- Task prompt -
Below are some entries; state how many of their lines include the word "candidate" and give no more than that number.

Collected data entries

PR #1851, opened 2018-01-05
storeapi: add docstrings to _client

daniellimws:
Add reST docstrings to _client

I'm not sure what to do for kwargs, so I've left them out for now.

-----

### DIFF
--- a/snapcraft/storeapi/_client.py
+++ b/snapcraft/storeapi/_client.py
@@ -16,6 +16,12 @@ class Client():
     """
 
     def __init__(self, conf, root_url):
+        """Set up Client object
+
+        :param config conf: Configuration details for the client
+        :param str root_url: Root url for all requests to base on.
+        :type config: snapcraft.config
+        """
         self.conf = conf
         self.root_url = root_url
         self.session = requests.Session()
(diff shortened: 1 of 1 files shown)


snapcraft/storeapi/_client.py
```diff
@@ -16,6 +16,12 @@ class Client():
     """
 
     def __init__(self, conf, root_url):
+        """Set up Client object
```
elopio: Instead of Set up, which is a concept for the test cases, I think it would be better to use the word `Initialize` here. If you search the codebase, we are already using this word for other docstrings.

snapcraft/storeapi/_client.py
```diff
@@ -16,6 +16,12 @@ class Client():
...
+
+        :param config conf: Configuration details for the client
+        :param str root_url: Root url for all requests to base on.
```
elopio: I would remove `to base on`.

snapcraft/storeapi/_client.py
```diff
@@ -16,6 +16,12 @@ class Client():
...
+        :type config: snapcraft.config
```
elopio: This is actually snapcraft.config.Config.

snapcraft/storeapi/_client.py
```diff
@@ -31,7 +37,16 @@ def __init__(self, conf, root_url):
         }
 
     def request(self, method, url, params=None, headers=None, **kwargs):
-        """Overriding base class to handle the root url."""
+        """Send a request to url relative to the root url.
+
+        :param str method: Method used for the request.
+        :param str url: url to send the request to, which will be appended with
+                        the root url first.
```
elopio: Just say: `appended to the root url`.

daniellimws:
@elopio thanks for the comments. May I know if I need to do anything about kwargs?

elopio:
I don't think so @daniellimws, your docstrings are readable and nice already.
Just note that we are migrating to use type hinting, and a more human prose for the docstrings, instead of the sphinx syntax. So, we will probably update this again in the future, but for now, it's a good change in my opinion.

daniellimws:
Thanks @elopio!

PR #1914, opened 2018-02-03
docker: add Dockerfiles for all risk levels

kyrofa:

-----

See the README for more details.


docker/README.md
```diff
@@ -0,0 +1,29 @@
+# Creating docker containers for snapcraft
+
+## Setup
+
+    sudo snap install docker
+
+Ensure networking works, in some cases `dockerd` might need to have something
+like `--dns=8.8.8.8` added to the command.
```
elopio: Can you put the command to ensure that networking works?
Something like docker run ... ping google.com ?

docker/README.md
```diff
@@ -0,0 +1,29 @@
...
+
+## Creating containers
+
+Note that in the following commands, `--network host` is not strictly needed
+if a proper docker bridge is setup.
```
elopio: I would move this right after the command that uses --network. Or maybe before, but definitely closer.

docker/README.md
```diff
@@ -0,0 +1,29 @@
...
+their respective risk level:
+
+- **edge.Dockerfile**: Using the snap from edge
+- **beta.Dockerfile**: Using the snap from beta
+- **candidate.Dockerfile**: Using the snap from candidate
+- **stable.Dockerfile**: Using the snap from stable
+
+Build the docker image with:
+
+    docker build --no-cache -f <risk>.Dockerfile --label snapcore/snapcraft --tag snapcore/snapcraft:<risk> --network host .
```
elopio: It would be cool to put this command inside a for loop with edge, beta, candidate and stable, to generate the four with a single pasted command. What do you think?

docker/README.md
kyrofa: This bit already existed, I just renamed the file for consistency. I added some bits at the bottom relating to this PR, but I'd rather not alter what is already there. Especially because I don't quite understand this blurb in the first place (why would it have DNS issues?).

docker/README.md
kyrofa: Well, judging from how I've done it so far, the only time I run this command is when I'm poking at one specifically and want to rebuild just that one, not all. Otherwise I'd write a script to build them all, but since dockerhub does this automatically I don't see it being used. Thoughts?

docker/README.md
kyrofa: Ah, good call.

docker/README.md
elopio: ok

docker/README.md
elopio: That makes sense. No loop then :)

PR #1915, opened 2018-02-03
snap: patch ctypes for the snap

sergiusens:

-----


ctypes_override/__init__.py
```diff
@@ -0,0 +1,552 @@
+"""create and manipulate C data types in Python"""
```
kyrofa: Now that you're no longer patching, it would be useful to see a blurb about why this is necessary and what was changed in this override here.

sergiusens: where would the blurb live? `snap/snapcraft.yaml` or inside this same file; I might go to patching again since I figured I was doing it wrong the other day

kyrofa: Yeah I would say inside this same file. But going back to patching is also a good option.

ctypes_override/ctypes_init.diff
```diff
@@ -0,0 +1,20 @@
...
+>     'i386': 'i386-linux-gnu',
+>     'ppc64el': 'powerpc64le-linux-gnu',
+>     'powerpc': 'powerpc-linux-gnu',
+>     'amd64': 'x86_64-linux-gnu',
+>     's390x': 's390x-linux-gnu',
+> }
+> 
+> 
+421a433,439
+>         if name == 'libsodium.so' and _os.getenv('SNAP_NAME', '') == 'snapcraft':
```
kyrofa: Why limit this to libsodium? Won't any lib that hits this code path suffer from the same issues?

PR #1924, opened 2018-02-13
schema: update version regex

kyrofa:

-----

In response to https://forum.snapcraft.io/t/3974, update Snapcraft to use the same pattern for version validation as snapd and the review tools.

### DIFF
--- a/snapcraft/tests/unit/project_loader/test_config.py
+++ b/snapcraft/tests/unit/project_loader/test_config.py
@@ -864,7 +864,7 @@ class ValidVersionTestCase(YamlTestCase):
         version in ['buttered-popcorn', '1.2.3', 'v12.4:1:2~', 'HeLlo']
     ]
 
-    def test_valid_yaml_invalid_version(self):
+    def test_valid_version(self):
         fake_logger = fixtures.FakeLogger(level=logging.ERROR)
         self.useFixture(fake_logger)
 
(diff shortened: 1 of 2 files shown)


snapcraft/tests/unit/project_loader/test_config.py
```diff
@@ -909,6 +858,67 @@ def load_effect(*args, **kwargs):
         self.mock_load_part.assert_has_calls([call1, call2], any_order=True)
 
 
+class ValidVersionTestCase(YamlTestCase):
+    scenarios = [
+        (version, dict(version=version)) for
+        version in ['buttered-popcorn', '1.2.3', 'v12.4:1:2~', 'HeLlo']
+    ]
+
+    def test_valid_yaml_invalid_version(self):
```
kalikiana: This should probably be called `test_valid_yaml_valid_version`? Or even `test_valid_version`? I find these double valid/invalid rather confusing personally so I like the shorter name more.

snapcraft/tests/unit/project_loader/test_config.py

- Answer section -
2